01 -
Heat 2 tbsp olive oil in a large pot or Dutch oven over medium heat. Add 1 large yellow onion, diced, 2 stalks celery, diced, and 2 medium carrots, diced. Sauté for 5-7 minutes until softened, stirring occasionally.
02 -
Add 12 oz cremini mushrooms, sliced, to the pot. Increase heat slightly and cook for 7-10 minutes, stirring occasionally, until the mushrooms release their liquid and begin to brown.

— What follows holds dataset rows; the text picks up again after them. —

Issue #956, opened 2026-02-02
Clarify whether SYCL_EXTERNAL behaves like GNU-style or C++-style attribute


illuhad:
### Specification Version

SYCL 2020 (Revision 11)

### Section Number(s)

5.10.1

### Issue Description

Currently, as far as I can see, we do not explicitly say whether `SYCL_EXTERNAL` should follow GNU-style (`__attribute__((attr))`) or C++-style (`[[attr]]`) placement rules.

clang does not accept these in exactly the same places.

The spec currently only says 

> In order to declare a function with SYCL_EXTERNAL, the macro name SYCL_EXTERNAL must appear before the function declaration. If the function is also decorated with C++ attributes that appear before the declaration, the SYCL_EXTERNAL may appear before, after, or between these attributes.

Which *could* be interpreted as `SYCL_EXTERNAL` following C++-style attributes, but it does not seem very clear to me.

This issue has immediate practical relevance:
* AdaptiveCpp implements `SYCL_EXTERNAL` using `[[attr]]` syntax
* DPC++ implements `SYCL_EXTERNAL` using `__attribute__((attr))` syntax.

which already causes ecosystem friction. For example, the boost C++ libraries, when they detect a SYCL compiler, enable `SYCL_EXTERNAL` on some functions in such a way that only works with DPC++/GNU-style attributes.
Because of this, it is currently not possible to use recent versions of boost with AdaptiveCpp, even if kernels don't even use boost functionality since incorrect attribute usage is diagnosed early by clang.

See https://github.com/AdaptiveCpp/AdaptiveCpp/issues/1957

@TApplencourt Can we put this on the agenda?

tahonermann:
The in-progress Clang implementation uses the C++11 attribute syntax. See https://godbolt.org/z/zrYT6cMsE.

I would argue that the Boost code violates the SYCL specification. The example in [SYCL 2020 section 5.10.1, "SYCL functions and member functions linkage"](https://eel.is/c++draft/dcl.spec.general#nt:decl-specifier), indicates that `SYCL_EXTERNAL` is to be placed before `extern`. Since `extern` and `inline` occupy the same place in the C++ grammar (see *decl-specifier* in [\[dcl.spec.general\]](https://eel.is/c++draft/dcl.spec.general#nt:decl-specifier)), it is reasonable to conclude that the same position is required relative to the `inline` specifier.

[...]

PR #959, opened 2026-02-12
Fix example and definition of SYCL_EXTERNAL

TApplencourt:
Fix issue #956


illuhad (approved):
Looks good to me -- let's see what the C++ lawyers think :-)

nliber (approved):

adoc/code/sycl-external.cpp
gmlueck, line 1: I thought the formatting of this example looked pretty ugly in the HTML and PDF rendering.  How about this (19fe6531fd556e21c7f71b1de84dbfcf79e27bde)?  With the new format, each declaration is on its own line.

Apologies for pushing to your PR, but I thought it was a lot easier to suggest a new format via a commit than trying to describe it in a comment.

adoc/chapters/device_compiler.adoc
```diff
@@ -888,10 +888,11 @@ device code.
 The macro has no effect when the function is called from host code.
 
 In order to declare a function with [code]#SYCL_EXTERNAL#, the macro name
-[code]#SYCL_EXTERNAL# must appear before the function declaration.
-If the function is also decorated with {cpp} attributes that appear before the
-declaration, the [code]#SYCL_EXTERNAL# may appear before, after, or between
-these attributes.
+[code]#SYCL_EXTERNAL# must appear after the template head (i.e., template <...>)
```
gmlueck:
```suggestion
[code]#SYCL_EXTERNAL# must appear after the template head (i.e., [code]#+template <...>+#)
```

Let's use code format here.  (Note the `+` escape so that the three dots are rendered verbatim instead of an ellipsis.)

adoc/chapters/device_compiler.adoc
```diff
@@ -888,10 +888,11 @@ device code.
...
+if present, and before the function's return type or declaration specifiers
+(such as inline or static).
```
gmlueck:
```suggestion
(such as [code]#inline# or [code]#static#).
```

Here too I think.

adoc/code/sycl-external.cpp
gmlueck: Oh, I see.  This format causes the `clang-format` CI to fail.  I think we should find some way to override the `clang-format` in this case.  Do you know how to do that?

TApplencourt: Hum, the good thing about clang-format is that we don't need argue about style. I'm afraid to open a can of worm if we allow exception...  But I agree it's ugly, we can try to fix the clang-format potentially.

Adding black list is a little hard as we do in the CI
```
git diff -U0 --no-color ${{ github.event.pull_request.base.sha }} ./adoc/code/ | ./adoc/scripts/clang-format-diff.py -p1
```
So we don't know where the diff come from.

TApplencourt: But thinking 10s more, I suppose we can ask `git diff` to only print the diff on some file excluding other if we want to go this path (even if it's a 2 pass process).

nliber: It's hard to render it in my head. :-)

gmlueck: @TApplencourt The exclusion list seems easier to me, but I'm happy with either option so long as `clang-format` doesn't get in the way of formatting our examples as we want them.

TApplencourt: It's just a "long line" problem. We can increase the `ColumnLimit` to `100` which is the new "norm" used by lot of project (LLVM for example) from the old default of `80`.

I will try and see how invasive the code-change is. But we apply the `clang-diff` only on `diff` so old code will not be impacted AFAIK.

TApplencourt: The most invasive change is the `AlwaysBreakTemplateDeclarations: MultiLine` for Template.

If applied everywhere (witch we are not doing just to be super clear, we just format the diff), this new clang-format will transform (in `queue.hpp`):
```
   template <typename T>
   event copy(const T* src, T* dest, std::size_t count);
```
 Into
 ```
   template <typename T> event copy(const T* src, T* dest, std::size_t count);
   ```
   
   If we want to avoid that, we can just change the example of SYCL_EXTERNAL to have
   ```
   template <typename T>
   SYCL_EXTERNAL void D();    // OK
   template <> 
   SYCL_EXTERNAL inline void D<int>();  // OK
```

In this case we can go back to our old `AlwaysBreakTemplateDeclarations: True`. I don't mind either way, I'm just in team "we should automatically format, it make the spec look coherent".

gmlueck: > If we want to avoid that, we can just change the example of SYCL_EXTERNAL to have

I think this is OK, but we should align the `// OK` comments on those two lines.

TApplencourt: Doesn't seem possible when the comments are not directly on contiguous line.

gmlueck (approved):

This builds a rich base for your Hearty Vegan Lentil Mushroom Stew with 18g Protein.
03 -
Stir in 2 tbsp tomato paste, 1 tsp dried thyme, 1 tsp smoked paprika, and 1 1/4 cups brown or green lentils, rinsed. Cook for 1 minute, then pour in 6 cups vegetable broth and add 1 bay leaf. Bring to a boil.
04 -
Reduce heat to low, cover, and simmer for 25-30 minutes, or until the lentils are tender. Stir occasionally to prevent sticking. This slow simmer is key to developing the deep flavors of your Hearty Vegan Lentil Mushroom Stew with 18g Protein.
05 -
Stir in 1 (14.5 oz) can diced tomatoes, undrained, 2 tbsp nutritional yeast, and 1 tbsp tamari (or soy sauce). Continue to simmer for another 5-10 minutes, allowing the flavors to meld. Season with salt and black pepper to taste.
06 -
Remove the bay leaf. Stir in 1 tbsp red wine vinegar. Ladle the Hearty Vegan Lentil Mushroom Stew with 18g Protein into bowls. Garnish generously with 1/4 cup fresh parsley, chopped, before serving warm.